In the walkthrough, for example, the top layer is ‘pitchier’ than the main patch, with pronounced vibrato and glide. The lower patch, on the other hand, uses PWM (Pulse Width Modulation), which has a similar musical effect to the warmth of Sawtooth waves beating against one another, but with a distinctly different tone and timbre.
When it comes to effects, the combination of a cathedral-like reverb and some tempo-synced stereo delay tends to be the default choice for these types of synth sound. Again, though, try to think of some distinction between the layers – maybe keeping one part relatively dry while other layers are drowned in reverb.
Also, pay close attention to the colour of your reverb when using long settings like this.
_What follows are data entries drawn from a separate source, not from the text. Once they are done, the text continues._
PR #1220, opened 2024-03-28
Add note to spec about check orders in source registration for security concerns

linnan-github:
Add non-normative note about the security implications with the check order.

***
<a href="https://pr-preview.s3.amazonaws.com/linnan-github/conversion-measurement-api/pull/1220.html" title="Last updated on Mar 29, 2024, 12:47 PM UTC (b6647ef)">Preview</a> | <a href="https://pr-preview.s3.amazonaws.com/WICG/attribution-reporting-api/1220/c0e269d...linnan-github:b6647ef.html" title="Last updated on Mar 29, 2024, 12:47 PM UTC (b6647ef)">Diff</a>

### DIFF
--- a/index.bs
+++ b/index.bs
@@ -2538,7 +2538,7 @@ privacy budget of all possible destinations.
 
 Note: The limits that are not reported as <code>[=source debug data type/source-success=]</code> should be
 checked before any limits that are reported as <code>[=source debug data type/source-success=]</code>
-to prevent side-channel attacks. 
+to prevent side-channel leakage of cross-origin data.
 
 # Triggering Algorithms # {#trigger-algorithms}
 
--- a/index.bs
+++ b/index.bs
@@ -2536,6 +2536,10 @@ To <dfn>process an attribution source</dfn> given an [=attribution source=] |sou
 Note: Because a fake report does not have a "real" effective destination, we need to subtract from the
 privacy budget of all possible destinations.
 
+Note: The limits that are reported as explicit [=source debug data type=] should
+be checked before any limits that are reported implicitly as <code>[=source debug data type/source-success=]</code>
+to prevent side-channel attacks.
+
 # Triggering Algorithms # {#trigger-algorithms}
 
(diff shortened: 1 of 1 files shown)


index.bs
```diff
@@ -2536,6 +2536,10 @@ To <dfn>process an attribution source</dfn> given an [=attribution source=] |sou
 Note: Because a fake report does not have a "real" effective destination, we need to subtract from the
 privacy budget of all possible destinations.
 
+Note: The limits that are reported as explicit [=source debug data type=] should
+be checked before any limits that are reported implicitly as <code>[=source debug data type/source-success=]</code>
+to prevent side-channel attacks.
```
apasel422, line 2541: I'm not sure what `explicit` and `implicit` mean here. Could we clarify that a bit?

apasel422 (changes requested):

index.bs
linnan-github: Implicit -> reported as source-success, and explicit should be opposite. I think it's clear?

apasel422: Instead of explicit and implicit, can we can `source-success` and not `source-success`? 

It might also be useful simply to list all of the verbose debug report types in the order they should be reported in for privacy purposes.

giladbarkan-github: How is a limit reported "implicitly," and from a privacy/security perspective why should we care how limit is reported if it is in fact reported?

linnan-github: Updated as suggested, PTAL, thanks.

index.bs
```diff
@@ -2536,6 +2536,10 @@ To <dfn>process an attribution source</dfn> given an [=attribution source=] |sou
 Note: Because a fake report does not have a "real" effective destination, we need to subtract from the
 privacy budget of all possible destinations.
 
+Note: The limits that are not reported as <code>[=source debug data type/source-success=]</code> should be
+checked before any limits that are reported as <code>[=source debug data type/source-success=]</code>
+to prevent side-channel attacks.
```
apasel422, line 2541: Maybe something like

```suggestion
to prevent side-channel leakage of cross-origin data.
```
?

PR #1221, opened 2024-03-29
Determine debug data regardless of security concerning checks

linnan-github:
To better mitigate security concerns with security concerning checks, e.g. max source reporting origins per rate-limit window and max destinations per reporting window, the debug data sent in the report should not change depend on the result of those checks.

This PR fixes the issue with sources with randomized response, and `source-noised` may be sent if those security concerning checks fail.

### DIFF
--- a/index.bs
+++ b/index.bs
@@ -2478,8 +2478,11 @@ To <dfn>process an attribution source</dfn> given an [=attribution source=] |sou
 1. If |destinationRateLimitResult| is "<code>[=destination rate-limit result/hit reporting limit=]</code>":
     1. Run [=obtain and deliver a debug report on source registration=] with "<code>[=source debug data type/source-destination-rate-limit=]</code>" and |source|.
     1. Return.
+1. Let |debugDataType| be "<code>[=source debug data type/source-success=]</code>".
+1. Set |debugDataType| to "<code>[=source debug data type/source-noised=]</code>"
+    if |source|'s [=attribution source/randomized response=] is not null.
 1. If |destinationRateLimitResult| is "<code>[=destination rate-limit result/hit global limit=]</code>":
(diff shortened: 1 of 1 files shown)


index.bs
```diff
@@ -2478,8 +2478,11 @@ To <dfn>process an attribution source</dfn> given an [=attribution source=] |sou
 1. If |destinationRateLimitResult| is "<code>[=destination rate-limit result/hit reporting limit=]</code>":
     1. Run [=obtain and deliver a debug report on source registration=] with "<code>[=source debug data type/source-destination-rate-limit=]</code>" and |source|.
     1. Return.
+1. Let |debugDataType| be "<code>[=source debug data type/source-success=]</code>".
+1. Set |debugDataType| to "<code>[=source debug data type/source-noised=]</code>"
+    if |source|'s [=attribution source/randomized response=] is not null.
```
giladbarkan-github, line 2483: Did you mean, "is null," rather than "is not null?"

linnan-github: The source is noised if the response "is not null" right?

giladbarkan-github: Right. I thought the intention if "hit global limit" is to send a source-noised debug report even if the source was not noised.

linnan-github: The intention is actually a "source-noised" debug report would be sent no matter whether the global limit is hit or not. It should be just based on the response config.

linnan-github: Yes, that's the intention. The same debug report should be sent no matter global limit hit or not.

giladbarkan-github: Gotcha

giladbarkan-github (approved):

johnivdel (approved):
LGTM

PR #1245, opened 2024-04-16
Add missing Makefile deps

apasel422:
The existing wildcard didn't properly account for files in nested directories.


johnivdel (approved):
lgtm

PR #1246, opened 2024-04-16
Add TypeScript implementation of filtering

apasel422:
This change adds an interactive form like the header validator to make it easier to experiment with this logic, which is non-trivial.

filters

### DIFF
--- a/ts/src/header-validator/filters-index.ts
+++ b/ts/src/header-validator/filters-index.ts
@@ -1,0 +1,112 @@
+import { SourceType } from '../source-type'
+import { Context, Issue, PathComponent } from './context'
+import * as filters from './filters'
+import { validateJSON, filterPair, filterData } from './validate-json'
+
+const form = document.querySelector('form')! as HTMLFormElement
+const sourceAgeInput = form.elements.namedItem(
+  'source-age'
+)! as HTMLInputElement
+const filterDataInput = form.elements.namedItem(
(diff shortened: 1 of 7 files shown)


linnan-github:
Could you please add a screenshot, thanks!

ts/src/header-validator/filters-index.ts
```diff
@@ -0,0 +1,112 @@
...
+  const sourceAge = sourceAgeInput.valueAsNumber
+  if (!(sourceAge >= minSourceAge && sourceAge <= maxSourceAge)) {
+    sourceErrorList.append(
+      makeLi({
+        msg: `source age must be in the range [${minSourceAge}, ${maxSourceAge}]`,
+      })
+    )
+  }
+
+  const [filterDataResult, parsedFilterData] = validateJSON(
```
linnan-github, line 77: It's probably duplicate and irrelevant of the filtering logic, but wdyt about also validating the filters value here, not just valid JSON?

apasel422: It is validated. Any errors will be shown in the UI.

linnan-github: Thanks, yeah missed that the validation function is passed in.

apasel422:
> Could you please add a screenshot, thanks!

Done.

linnan-github (approved):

Using darker reverb settings, as well as a touch of high-pass filtering, will ensure your reverb sits in a distinct part of the sound spectrum rather than eating up a chunk of the mix.
The use of pan can help define the soundstage, arguably adding the default ‘distributed stereo’ voice assignment as part of the Unison feature.
Thickener Effects Effects like chorus, flanger and phaser have long been used as means of fattening synth sounds. With access to almost limitless polyphony, though, these effects aren’t so common, but their unique sound (especially for 80s-flavoured lines) is still worth exploiting.
One really useful feature in Logic is the Track Stack feature, which offers a number of benefits. Once the synth tracks have been packed into a summing Track Stack, you can use a single MIDI region (on the top level) to trigger to whole stack. Collapsing the stack, of course, reduces screen clutter, especially where you’ve used multiple instrument instances.
The final benefit of Track Stacks is the application of insert effects – like the ability to EQ the summed synth parts en masse, or to route them all through a filter. The distinction to make here is between processing applied to single instruments to create definition between the layers; and insert processing applied across the Track Stack, to assist in shaping the broader qualities of the musical part.
Although the walkthrough focuses on Retro Synth, the techniques here work best when you exploit a range of different soft synths, each bringing their own unique flavour to the mix. With each layer, always follow the mantra of ‘similar but different’, ensuring there’s a musical continuity between the sounds, but that each layer contributes in its own way.
Hopefully, following these simple guidelines will make a big difference to the scale of sound you can produce, and, therefore, the scale and impact of your music.
Big synths: Step-by-step
1. Open the Logic Project included on the DVD. The starting point is a basic chord sequence alongside an instance of Retro Synth set to its default setting. Open the Settings tab in the bottom right-hand corner.
2. By default, Retro Synth includes some basic patch-doubling features found under the Global Settings. Set Voice Stacking to four voices and set the amount of Voice Detune to around 0.65 for a thick, unison sound.
3. Create a new instance of Retro Synth. Assign both instruments to their own Track Stack using the menu function Track > Create Track Stack. When prompted, create a summing stack and drag the MIDI to the uppermost tracklane.
4. This second synth will work as the high-octave doubler. Use the Transpose feature under Global Setting to shift it up an octave. Raise the Cents control in the Oscillator section to add a rich detune effect.
5. The top layer will have lots of pitch-based effects, including glide and vibrato. For vibrato to work, you’ll need to lower the wheel control so that the mod wheel doesn’t control the depth of the effect.
6. Now let’s look at the mix. Reduce the volume of each instance of Retro Synth (found in the Amp section) so that the average level is around -12dB, and then create bus sends for each instrument.